The Characteristic Curve


The convention used throughout photography is to plot the D Log E curve on the same x and y scales. This ensures that it is easy to compare one film stock with another by visually comparing the response curves. These are called Characteristic Curves or H & D Curves after the originators, Hurter and Driffield.

 

 

 

 

 

On the left you can see an example of characteristic curve, as provided by a film stock manufacturer (in this case, Eastman Kodak for Duplicating Negative 5234)
This being a negative stock, the contrast is rather low, and you can see the variations in contrast you can obtain by reducing processing time.

 

 

 

 

 

The average photographic subject will not use the full range of the camera negative material's scale.

The section that is used depends upon the Image Brightness Range, which, in turn, is dependent upon the Subject Brightness Range and the Flare Factor [the degree of light scatter of the camera system that results in stray non-image light striking the film. The "average" subject in sunlight has a subject brightness range of about 160:1. The average camera has a flare factor of 2.5, which means that the image brightness range is reduced to 64:1. In terms of Log Exposure 1.8 log E units of the characteristic curve [Log10 64] will be used by that subject, extending approximately from a point on the toe to a point on the straight line.

If the film material in question is capable of producing a change in density over a total log E range of 3.0 units, then obviously 1.2 units are unused by this subject.
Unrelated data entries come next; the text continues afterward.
PR #7580, opened 2023-04-21
[Havoc] 10.1 Accelerated Blade and Serrated Glaive changes

hotbees:
In 10.1 PTR build 49222:
* Accelerating Blade has been renamed to Accelerated Blade
* Serrated Glaive now affects Chaos Strike + Annihilation

I added a fallback for renaming Accelerating Blade and I moved Serrated Glaive to be a generic affected_by check similar to Essence Break. I also added separated benefit tracking via dummy procs similar to Essence Break.


hotbees:
@EvanMichaels

PR #7592, opened 2023-04-22
[Gear] Dominance correct spellID for shaman

Dsune0:
192241 was used, should be 192249 for storm ele


Dsune0:
@HawkCorrigan please correct if the ID is wrong or merge if there is no issue

PR #7593, opened 2023-04-23
[shaman] Fix Arrogance Trinket for Ele

HawkCorrigan:
Storm Elemental spell id was typoed and I set both Elemental casts to harmful as well now.

Works fine in local sims now.

Kind of sad that we cannot precast the Elementals with that change but should be fine for now.


Bloodmallet (approved):

Saeldur:
Tested - Working correctly for both Storm Elemental and Fire Elemental.

I mentioned in discord but if you want the precombat functionality back you can use something similar what druid has here: https://github.com/simulationcraft/simc/blob/dragonflight/engine/class_modules/sc_druid.cpp#L9938-L9976
Loop through precombat actionlist in `shaman_t::init_finished` and coerce the actions to storm/fire elementals like druid does for wrath and set them to be harmful = false.

PR #7621, opened 2023-05-01
Create T30_Mage_Fire.simc

Degenhours:


nyterage:
This has been done improperly for the way we generate these profiles. The base profile should be placed in the T30_Generate_Mage generator file, located here https://github.com/simulationcraft/simc/blob/dragonflight/profiles/generators/Tier30/T30_Generate_Mage.simc . Once its been placed there, the generate_profiles script in the main directory should be run to generate the file in question.

PR #7635, opened 2023-05-04
[Gear] Add option to controll Spoil of Netharus' buff on pull

Shurtugal:
Using out-of-combat spells, you can set the Spoils of Neltharus trinket to whatever stat you want prepull. This is an attempt at mirroring this, by adding an option that forces the trinket to a specific stat if used at time=0. It's a bit janky, I would have preferred to set the buff_list to have the chosen buff in first instead of this hack, but I couldn't find how.


Shurtugal:
Here is a compressed html file of a sim showcasing the use of this option, with all 4 stats as well as random (default) use. The new_T30 line is a slightly different APL that doesn't use the trinket right on pull, so it gets very similar results to random.

[spoils.zip](https://github.com/simulationcraft/simc/files/11402525/spoils.zip)

As you can see, if used correctly this option can result in a decent dps gain (and probably even more on other specs than frost mage), so it feels important to me that this feature gets added to simc.

engine/player/unique_gear_dragonflight.cpp
```diff
@@ -1815,6 +1815,18 @@ void spoils_of_neltharus( special_effect_t& effect )
       proc_spell_t::execute();
 
       buff_list.front().first->expire();
+
+      if ( sim->current_time() == timespan_t::zero() )
```
gastank: You can now check the `is_precombat` bool in the action to see if it's being executed in the precombat apl. However, this entire section is unnecessary. Instead of individual string comparison, you can edit the init_buff lambda in the constructor here https://github.com/simulationcraft/simc/blob/dragonflight/engine/player/unique_gear_dragonflight.cpp#L1784 to `emplace_front` instead if the option string matches `n`.

You would then move shuffle line here https://github.com/simulationcraft/simc/blob/dragonflight/engine/player/unique_gear_dragonflight.cpp#L1803 to `void init_finished()` and only shuffle if `!is_precombat`

Shurtugal: I tried doing what you suggested. The `emplace` part works, I even added a `print_debug` to make sure the `buff_list` is in the correct order after the 4 `init_buff` lines. I moved the shuffle to `void init_finished() override`, and then commented it out for testing (the problem of `is_precombat` is that the trinket can't be used in precombat currently as it's flagged as harmful, but that's not the main issue right now).
But the buff obtained is random, as when I use the trinket only on pull each of the 4 stats is obtained 25% of the time, indicating the callback is executed. This is still true when the trinket is used as the first action of the sim, with nothing in precombat. But for some reason, when I turn on `debug=1`, the trinket always give the chosen buff in the log. Is the `buff_list` initialized only in the first iteration and not at the beginning of each?
I I'm pretty lost on what's happening here, and would gladly take any help.

I can commit my non-functional work if it helps resolving the issue. We can also move this discussion on Discord, I'm on the simc server.

Shurtugal:
I fixed everything as discussed, and also added an event in `void reset()` to properly trigger the counter buff on pull: previously, there was no counter buff until the first proc, as nothing was triggering it. As a result, an APL trying to use the trinket with a specific stat wasn't able to do so if the fight started with that buff active, and had to wait for it to swap and then swap back to that stat.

This represents the latitude of the material and would in this case be equivalent to 4 stops of camera exposure (1 stop = 0.3 Log E). In the photographic positive, the best visual effect occurs when the whole of the density range is used as this gives the maximum tonal range in the reproduction.

 

A negative processed film, whether it is a negative or positive image, is said to have a negative curve [i.e. low density at low exposure]; a reversal processed film, whether it is a negative or positive image is said to have a positive curve [i.e. low density at high exposure].


Parts of a curve

It is common to talk about the various parts of a characteristic curve using rather anatomical analogies!

Toe

Straight line

Shoulder

 

The Toe

The Toe of the characteristic curve is the region where the density is slowly building up its response to light. Some of the shadow detail of the subject will normally record on the toe of a film.

 


The Straight Line

The Straight Line is the region where density is increases in a linear uniform way with increasing log exposure. Both the length and steepness of the straight line are largely determined during emulsion manufacture, although the angle of the slope is also dependent upon the level of development. Older materials were designed with as long a straight section as possible [especially negatives] but it has been recognised over the last 20 or 30 years that this is not a prerequisite of a good quality picture. Some modern materials are markedly "dog-legged" or "hunched".

 


The Shoulder of the Curve

 

 

 

The Shoulder of the curve is reached when the rate of increase in density with exposure begins to diminish until no further density increase occurs - the value at this point being termed the D.Max, which is dependent upon the emulsion and its level of development. If the development has been taken to its limit, then the D.Max obtained will solely depend upon the quantity of silver salts employed in making the product. A variety of relevant parameters can be calculated from characteristic curves. Parameters are numerical values for certain characteristics of photographic emulsions and it is important that these parameters are relevant to the way in which a film is used. Speed, contrast, D.Max and Colour Balance are all parameters that are useful for describing films and are all calculated from the characteristic curve.